Fiscal Year 2018 Annual Report
Montana State Library
Goals and Objectives
The Montana State Library helps all organizations, communities, and Montanans thrive through excellent library resources and services.
Goal One: Foster partnerships
Partnerships are necessary to ensure that Montanans thrive. Through partnerships, MSL and those we serve will continue to move Montana forward.
Goal Two: Secure sufficient and sustainable funding
We have the funds and capacity to meet the expectations of our partners and Montanans. We are an innovative, forward thinking, and fiscally responsible organization in fulfilling our mandates and meeting the expectations of our partners and Montana citizens.
Goal Three: Create a useful information infrastructure
Montanans have the information and library services they need to understand and influence change in their community. Others follow Montana’s model of open, transparent, cooperative information management practices.
Year in Review
Fiscal Year (FY) 2018 was one of the most challenging in the history of the Montana State Library. Due to declining state revenue, the Governor's Office enacted triggers as required by Senate Bill 261 passed by the 2017 Legislature. These budget reduction triggers, coupled with cuts to the overall state budget found in House Bill 2, cut the State Library budget by approximately $1 million annually.

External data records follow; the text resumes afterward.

PR #7677, opened 2026-04-24
Add controllers/test cases for MemorystoreInstanceEndpoint

suwandim:
### BRIEF Change description

This implements the types/fuzzers/mappers related to endpoint connections for Memorystore Instances.

Needed for controllers of the MemorystoreInstanceEndpoint types.

```release-note
NONE
```

```docs

```

#### Intended Milestone

### Tests you have done


apis/compute/v1beta1/forwardingrule_types.go
```diff
@@ -116,6 +116,10 @@ type Target struct {
 // for the ServiceAttachment managed by the MemorystoreInstance pointed by the MemorystoreInstanceRef.
 // +k8s:deepcopy-gen=true
 type MemorystoreInstanceServiceAttachment struct {
+	// A reference to a ServiceAttachment managed by a MemorystoreInstance resource.
+	// +optional
+	ServiceAttachmentExternal string `json:"serviceAttachmentExternal,omitempty"`
```
justinsb: Can we connect to a serviceAttachment that is _not_ from memorystore?

pkg/controller/direct/compute/forwardingrule_resolverefs.go
```diff
@@ -428,6 +429,65 @@ func ResolveComputeTargetVPNGateway(ctx context.Context, reader client.Reader, s
...
+	}
+
+	key := types.NamespacedName{
+		Namespace: ref.MemorystoreInstanceRef.Namespace,
+		Name:      ref.MemorystoreInstanceRef.Name,
+	}
+	if key.Namespace == "" {
+		key.Namespace = src.GetNamespace()
+	}
+	instance, err := resolveResourceName(ctx, reader, key, schema.GroupVersionKind{
```
justinsb: I think we can read the typed object - should be easier than using unstructured

pkg/controller/direct/memorystore/endpoint_controller.go
```diff
@@ -0,0 +1,339 @@
...
+					return err
+				}
+			}
+		}
+	}
+	return nil
+}
+
+func (m *modelEndpoint) AdapterForURL(ctx context.Context, url string) (directbase.Adapter, error) {
+	// TODO: Support URLs
```
justinsb: I actually don't think there is a TODO here, we can't export these as they aren't a "real" GCP resource.  (That's what AdapterForURL is about)

pkg/controller/direct/memorystore/endpoint_controller.go
```diff
@@ -0,0 +1,339 @@
...
+	instancepb, err := a.gcpClient.GetInstance(ctx, req)
+	if err != nil {
+		if direct.IsNotFound(err) {
+			return false, nil
+		}
+		return false, fmt.Errorf("getting Instance %q: %w", a.id, err)
+	}
+
+	a.actual = instancepb
+	return true, nil
```
justinsb: I think we need to check if the _endpoint_ is found on the object.  We normally return true/false based on whether the object exists or not.

In this case, we might just always return false and always go through the Create method (or always return true and always go through the Update method).

pkg/controller/direct/memorystore/endpoint_controller.go
```diff
@@ -0,0 +1,339 @@
...
+}
+
+// Export maps the GCP object to a Config Connector resource `spec`.
+func (a *EndpointAdapter) Export(ctx context.Context) (*unstructured.Unstructured, error) {
+	if a.actual == nil {
+		return nil, fmt.Errorf("Find() not called")
+	}
+	u := &unstructured.Unstructured{}
+
+	obj := &krm.MemorystoreInstanceEndpoint{}
```
justinsb: I think if we implemented export, it would probably be on the MemorystoreInstance.  Today Export can only return one object, I think in this case a MemorystoreInstance maps to multiple objects.

I don't think Export can be called today, because I think Export is only called when AdapterForURL returns non-nil

pkg/controller/direct/memorystore/endpoint_controller.go
```diff
@@ -0,0 +1,339 @@
...
+	u.Object = uObj
+	return u, nil
+}
+
+// Delete the resource from GCP service when the corresponding Config Connector resource is deleted.
+func (a *EndpointAdapter) Delete(ctx context.Context, deleteOp *directbase.DeleteOperation) (bool, error) {
+	log := klog.FromContext(ctx)
+	log.V(2).Info("deleting user created instance endoints", "name", a.id)
+
+	if _, err := a.updateConnections(ctx, nil, deleteOp.GetUnstructured()); err != nil {
```
justinsb, line 220: Nit: might be easier to implement deleteConnection separately from adding connections .. up to you

pkg/test/resourcefixture/testdata/basic/memorystore/v1alpha1/memorystoreinstanceendpoint/basicmemorystoreinstanceendpoint/update.yaml
```diff
@@ -0,0 +1,36 @@
...
+apiVersion: memorystore.cnrm.cloud.google.com/v1alpha1
+kind: MemorystoreInstanceEndpoint
+metadata:
+  name: memorystoreinstanceendpoint-1-${uniqueId}
+spec:
+  endpoints:
+    - connections:
+      - pscConnection:
+            forwardingRuleRef:
+              name: computeforwardingrule-1a-${uniqueId}
```
justinsb, line 24: Dumb question: we create the forwarding rule and point it at the memorystore instance.  AIUI the forwarding rule allows access across projects, from a networking perspective.  Why do I also need to register the forwarding rule with the MemorystoreInstance ... what does this actually do beyond creating the forwarding rule?

apis/compute/v1beta1/forwardingrule_types.go
justinsb: Sorry, I now understand better what this is.  If I want to connect to an arbitrary serviceAttachment from a ComputeForwardingRule, I think I would set target.serviceAttachmentRef.  So I don't think we need this field?

suwandim: How do I keep a cache of this value? Do I have to retrieve it from the MemorystoreInstance object every single time?

pkg/controller/direct/memorystore/endpoint_controller.go
suwandim: Ah ok. I will fix the comment.

pkg/controller/direct/memorystore/endpoint_controller.go
suwandim: Got it. Will update the implementation.

apis/compute/v1beta1/forwardingrule_types.go
justinsb: You should just retrieve it, yes.  The client _might_ actually do some magic caching behind the scenes; we've turned it off for scalability reasons (memory usage) but the key point is that you don't need to worry about whether it's cached or not.

pkg/controller/direct/memorystore/endpoint_controller.go
suwandim: I will check if the endpoint is found on the object. I feel that this choice will make it consistent with the Create/Update/Delete semantics.

pkg/controller/direct/memorystore/endpoint_controller.go
suwandim: I will leave it as is.

pkg/test/resourcefixture/testdata/basic/memorystore/v1alpha1/memorystoreinstanceendpoint/basicmemorystoreinstanceendpoint/update.yaml
suwandim: This is to assert ownership of the `ForwardingRule` resources; once they are registered to a `MemorystoreInstance` resource, they must first be deleted before the `MemorystoreInstance` resource.

justinsb (approved):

The State Library was forced to take multiple measures to manage these cuts. A number of staff were laid off, the Talking Book Library was reorganized under the Digital Library, the contract for the Montana Natural Heritage Program was cut by 25% ($115,000 annually), and the agency’s information technology budget was reduced.
Additionally, the State Library adopted a wholly digital service model when we closed our public reading room. This area, and the available print collection, was underutilized and by closing the space, the State Library saved more than $100,000 per year in rent costs. The federal document collection was returned to the University of Montana’s Mansfield Library, the Natural Resources and Professional Development collections were heavily weeded and moved to another location within the Library, and the remaining print state publications were prioritized for digitization.
When planning for the budget cuts, the State Library Commission directed the State Library to focus on our statutory mission while ensuring that what we will continue to do we will do well, continuing to serve those who are most vulnerable, and positioning the State Library to rebuild for the future.
With the exception of the closure of the reading room and the loss of colleagues and friends, the impact of the budget cuts were not immediately apparent; however, they did reveal themselves over time. Staff ultimately had less time to do the work that mattered. High priority projects such as a rewrite of the cadastral application were put on hold, staff had less time to devote to library consulting, two Montana Spatial Data Infrastructure theme (Geographic Names and Transportation) went unedited, and other key data, including land ownership and plants, animals, and habitats information, grew increasingly out of date.
In order to change the dialogue regarding the work of libraries, the State Library planned a public awareness campaign that focused on the role that the library and information communities play to support economic development. And in FY 2018 the State Library contracted with Library Strategies and sat a task force to help plan for the creation of a non-profit to raise money to support library and information services statewide.
Loss, while difficult, always reveals opportunities. It is these opportunities on which the State Library is focused as we head into FY 2019 and beyond.